一、按刑事訴訟法第三百七十七條規定,上訴於第三審法院,非以判決違背法令為理由,不得為之。

是提起第三審上訴,應以原判決違背法令為理由,係屬法定要件。

如果上訴理由書狀並未依據卷內訴訟資料,具體指摘原判決不適用何種法則或如何適用不當,或所指摘原判決違法情事,顯與法律規定得為第三審上訴理由之違法情形,不相適合時,均應認其上訴為違背法律上之程式,予以駁回。

二、本件上訴人林堯宗上訴意旨略稱:㈠、原判決事實係認定上訴人指示黃○震(原名黃○政)、林○釧(以上二人,均經原審判刑確定),將被害人黃○旗強押至上訴人所經營而位在新北市○里區○○路○段○○○號之遠成工程有限公司(下稱遠成公司)談判等情,並未認定上訴人另指示黃○震、林○釧,如未能遇到黃○旗時,則改為強押羅○塗(按係黃○旗僱用之工地指揮)返回遠成公司,是縱認上訴人有剝奪他人行動自由之犯意,對象亦祇限對於黃○旗,而不及於羅○塗,則張○峻、林○宸(以上二人,亦皆經原審判刑確定)經黃○震、林○釧通知,於民國一○一年四月十六日晚上(下稱案發當晚)十時許,前往新北市○里區○○路○○○○號道路之高架橋下路旁(下稱八里高架橋下),欲找黃○旗未遇,在未先徵詢上訴人之意見下,即改成強押羅○塗上車、帶返遠成公司之行為,是否仍在前開與上訴人之犯意聯絡範圍內,即非無疑;

且依黃○震、林○釧、張○峻、林○宸(以上四人,下稱林○釧等人)於偵查時之陳述,羅○塗被強押帶至遠成公司,似係林○釧等人臨時起意所為,原判決卻率認上訴人就林○釧等人此部分之犯行,亦屬共同正犯,又未敘明所憑之依據,自嫌理由不備。

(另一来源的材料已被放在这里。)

PR #46, opened 2023-01-10
Update insert-structure command so it looks forward for the next best position to insert

elpoelma:
When inserting a structure and it cant be inserted into the current container, the insert-command now looks forward into the document to find a container it can be inserted in and inserts it at the end of this container.


lagartoverde (approved):
Works good

PR #48, opened 2023-01-10
Roadsign regulation plugin rework

elpoelma:
This PR does two things:
- it uses the new decision articles and the insert-structure command from the article-structure plugin
- it drops the dependency from the datastore.


abeforgit (approved):
some issues with editing values of location variables, but I don't think that's related to this plugin

PR #51, opened 2023-01-12
Custom roadsign regulation node

elpoelma:
This PR adds a custom roadsign regulation node. This ensures that the variable plugins can easily lookup the zonality for a location variable.


addon/plugins/roadsign-regulation-plugin/nodes.ts
```diff
@@ -0,0 +1,87 @@
...
+        },
+      ],
+      ['div', { property: DCT('description') }, 0],
+    ];
+  },
+  parseDOM: [
+    {
+      tag: 'div',
+      getAttrs(node: HTMLElement) {
+        if (
```
abeforgit, line 59: only worry I have here is that we are throwing out any unknown rdfa properties, like rel,rev, etc
probably won't be a practical issue but just in case?

abeforgit (changes requested):

abeforgit (approved):

PR #53, opened 2023-01-12
Feature/date plugin formats

lagartoverde:


elpoelma (changes requested):
Looks good and works well overall! :smile: Maybe we can just select one of the options by default?

lagartoverde:
The default option is not showing because of a problem with the AuRadioButton, I will try to fix it

elpoelma (approved):
Looks good to me now!

PR #62, opened 2023-01-18
feat(citation): make citation plugin datastore-independent

abeforgit:
Adds a new way of configuring the citation plugin activation ranges, by specifiying a function that returns a set of nodetypes in which the plugin should trigger. This calculation is efficient thanks to the use of a `changedDescendants` utility as demonstrated in the [prosemirror tables plugin](https://github.com/ProseMirror/prosemirror-tables/blob/8ec1e96ae994c1585b07b1ca9dc3292f63e868e0/src/fixtables.ts#L24), found [in this discussion thread](https://discuss.prosemirror.net/t/efficiently-finding-changed-nodes/4280)

The old way of directly specifying the ranges is still supported, but no longer provides the datastore as a second argument, which is the reason for the `breaking` label. This is actually just a more sensible design anyway, removing the implicit dependency of the citation plugin on the datastore. Now the host app can simply calculate the required ranges itself, and can choose to do that using the datastore or not.

With this, the option of specifying nodetypes is actually simply a convenience wrapper, since the same behavior could also be implemented in the host app by calculating the relevant ranges.

In addition, there is now a `motivation` nodespec included for our current usecase, and the dummy app is setup to trigger the citation inside any motivation blocks.

### DIFF
--- a/addon/plugins/citation-plugin/index.ts
+++ b/addon/plugins/citation-plugin/index.ts
@@ -5,20 +5,17 @@ import {
   EditorStateConfig,
   InlineDecorationSpec,
   MarkSpec,
+  NodeType,
   PNode,
   ProsePlugin,
   Schema,
   WidgetSpec,
 } from '@lblod/ember-rdfa-editor';
-import {
-  datastoreKey,
-  ProseStore,
-} from '@lblod/ember-rdfa-editor/plugins/datastore';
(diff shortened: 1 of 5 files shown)


elpoelma (commented):
Works well and the code looks sane, there are just some console.logs still lying around.

PR #63, opened 2023-01-19
Preserve date format across reloads

elpoelma:
This PR ensures that the format of a date is written out in the 'data-format' attribute.


lagartoverde (approved):
Yep, my bad

PR #73, opened 2023-01-23
Make besluit title optional

elpoelma:
This PR does the following things:
- The title of a besluit is now optional.
- Removal of redundant features of the besluit-plugin.
- Modernization of `insertTitle` command of besluit-plugin.


lagartoverde (approved):
Looks good and works as expected :)

PR #255, opened 2023-08-10
Number variable: check validity of min/max input fields

elpoelma:
### Overview
This PR adds functionality which checks the validity of the min/max input fields each time their value changes. It uses the `checkValidity` API for this.

https://binnenland.atlassian.net/browse/GN-4436?atlOrigin=eyJpIjoiOTEyNTdlNWI4OWU5NDIxNjgyZDAzMWMzY2ZkYzBlZTkiLCJwIjoiaiJ9

### How to test/reproduce
- Open the number insert card on firefox
- Input text which is not a number in the minimum/maximum fields
- An error message should show up and the `insert` button should be disabled.

### Checks PR readiness
- [x] changelog
- [x] npm lint
- [x] no new deprecations

### DIFF
--- a/CHANGELOG.md
+++ b/CHANGELOG.md
@@ -13,6 +13,7 @@ and this project adheres to [Semantic Versioning](https://semver.org/spec/v2.0.0
 - Introduce internationalization in the table of contents node based on the document language.
 - The whole table of contents node (include its entries) is now exported in its `serialize` method without the need of an `entries` attribute.
 - GN-4461: update readme to specify needed imports for template comment
+- Check validity on number minimum/maximum inputs
 
 ### Changed
 - Use one-way-binding in variable label input
--- a/addon/components/variable-plugin/number/insert.hbs
+++ b/addon/components/variable-plugin/number/insert.hbs
@@ -11,6 +11,7 @@
       <AuNativeInput
         id={{id}}
         value={{this.minimumValue}}
+        {{on 'input' this.updateMinimumValue}}
         {{this.minimumInput}}
         placeholder={{t 'variable-plugin.number.minimum-placeholder'}}
         @width='block'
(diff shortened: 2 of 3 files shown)


x-m-el:
Any reason the modifiers are needed? As far as I can see, `on "input"` still fires every time (and is good enough), even if the value doesn't actually change.

elpoelma:
> Any reason the modifiers are needed? As far as I can see, `on "input"` still fires every time (and is good enough), even if the value doesn't actually change.

Just did it to make sure the initial values are correct (if for some reason they would be prefilled).

x-m-el (changes requested):
Right, that makes sense, but as I can see this case will not happen, except if we start to show the insert card when selecting a number variable, which might well be the case in the future. I don't mind the modifier though, as it is quite easy to read.

However, if the min/max is not a number, the number variable node will not work at all anyway. I wonder if for these cases we actually want to sanitize the attributes in parseDOM, instead of sometimes handling those cases with some UI thing. Although then the user does not know something was left out so both have (dis)advantages, or something more complicated (like some error-messages about cleanups done to the html).

Besides that ramble that is probably not for this PR:
Looks good and seems to work + solves the problem :)

Note about the code:
might be more clear to still keep the ` on "input"` but also have a "initialValidityCheck" modifier? Because if I see correctly the modifier is to make sure the initial check is done, but afterwards it isn't really needed anymore, as it is then just an input event Listener just like the `on` helper would do.

You could also reduce the amount of code by just keeping a `this.validMinMax` boolean and have one modifier then.

x-m-el:
> It would indeed be clearer to leave the `on "input"` modifier as is, I agree with that. On the converting to 1 modifier I'm not sure tho? You still need to be able to know whether both inputs are valid separately I think?

Yes you're right, I was too quick with my suggestion. You need two booleans (one for every field) indeed.

elpoelma:
Should be updated now to use `on "input"` again

x-m-el (approved):
looks good now :)

PR #262, opened 2023-08-16
GN-4438: Grey out Generic RDFA button in embedded view

dkozickis:

https://binnenland.atlassian.net/browse/GN-4438

### Setup

1. Checkout this branch
2. `npm run start`

### How to test/reproduce

Go to http://localhost:4200/regulatory-statement-sample

Observe that when you are in the "embedded view" (e.g. location) the "Insert generic RDFA button" is greyed out

CleanShot 2023-08-16 at 10 35 46@2x

### Challenges/uncertainties

I decided to just check for being in the embedded view, based on the ticket by Ruben 🙇 I expect that user has RDFA nodes in the main editor if he is using the "Insert generic RDFA".

### Checks PR readiness
- [x] changelog
- [x] npm lint
- [x] no new deprecations

### DIFF
--- a/addon/components/generic-rdfa-variable/insert-menu.ts
+++ b/addon/components/generic-rdfa-variable/insert-menu.ts
@@ -1,14 +1,14 @@
 import Component from '@glimmer/component';
 import { action } from '@ember/object';
-import { Command, SayController } from '@lblod/ember-rdfa-editor';
+import { SayController } from '@lblod/ember-rdfa-editor';
 import { tracked } from 'tracked-built-ins';
-
-import { DOMParser as ProseParser } from 'prosemirror-model';
 
 import { basicSetup, EditorView } from 'codemirror';
 import { EditorState } from '@codemirror/state';
 import { html } from '@codemirror/lang-html';
 import { tooltips } from '@codemirror/view';
+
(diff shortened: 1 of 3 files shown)


addon/components/generic-rdfa-variable/insert-menu.ts
```diff
@@ -82,16 +86,32 @@ export default class GenericRdfaVariableInsertMenu extends Component<Args> {
...
+    this.args.controller.doCommand(this.insertCommand(editorContent), {
+      view: this.controller.mainEditorView,
+    });
+
+    this.closeModal();
+  }
+
+  insertCommand(editorContent: string): Command {
+    return (state, dispatch) => {
+      if (!this.controller || this.controller.inEmbeddedView) return false;
```
abeforgit, line 98: now obsolete with my other comment, but as a rule of thumb try to avoid using the controller from inside a command function, and only use the state reference you get passed in.
It's unlikely to be a problem in practice, but there could be some funky timing issues

addon/components/generic-rdfa-variable/insert-menu.ts
```diff
@@ -26,6 +26,14 @@ export default class GenericRdfaVariableInsertMenu extends Component<Args> {
     return this.args.controller.schema;
   }
 
+  get canInsert() {
```
abeforgit, line 29: you technically don't need this check anymore now :sweat_smile: but it doesn't hurt

abeforgit (approved):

㈡、張○峻、林○宸均僅自白,雖有於案發當晚在遠成公司,非法剝奪羅○塗之行動自由(按指後段部分),然否認其等當晚有自八里高架橋下,強押羅○塗上車並帶至遠成公司之(前段)犯行,原判決卻援引張○峻、林○宸之自白,資為認定上訴人有於案發當晚十時許,與林○釧等人共同自八里高架橋下,強行將羅○塗押至遠成公司之憑據;

又原判決事實欄一認定:黃保旗有於一○一年四月間,承攬「新北市八里區長道坑山區之回填土方工程」等情,理由內係引用黃○旗於偵查及第一審中之證詞為其論據,但黃○旗於偵查時僅敘及有承攬「新北市八里區之土方工程」,嗣其於第一審亦祇陳稱羅○塗係因「工地」之事,遭人帶走;

另原判決只認定上訴人欲向黃保旗索取一台車土方須新臺幣(下同)五百元之權利金,卻遭黃○旗拒絕等事實,然其援引為論罪基礎之證人黃○旗於偵查時之證言,卻稱:上訴人在案發前曾撥打電話,要求伊須拜碼頭,伊因而匯寄十萬元予上訴人,嗣上訴人又向伊索取一台車土方五百元之權利金,伊並未答應等語,亦即關於黃○旗究竟有無因上訴人之索求,而匯寄十萬元予上訴人乙情,事實之認定與理由之說明,並不相符,顯有判決理由矛盾之違誤。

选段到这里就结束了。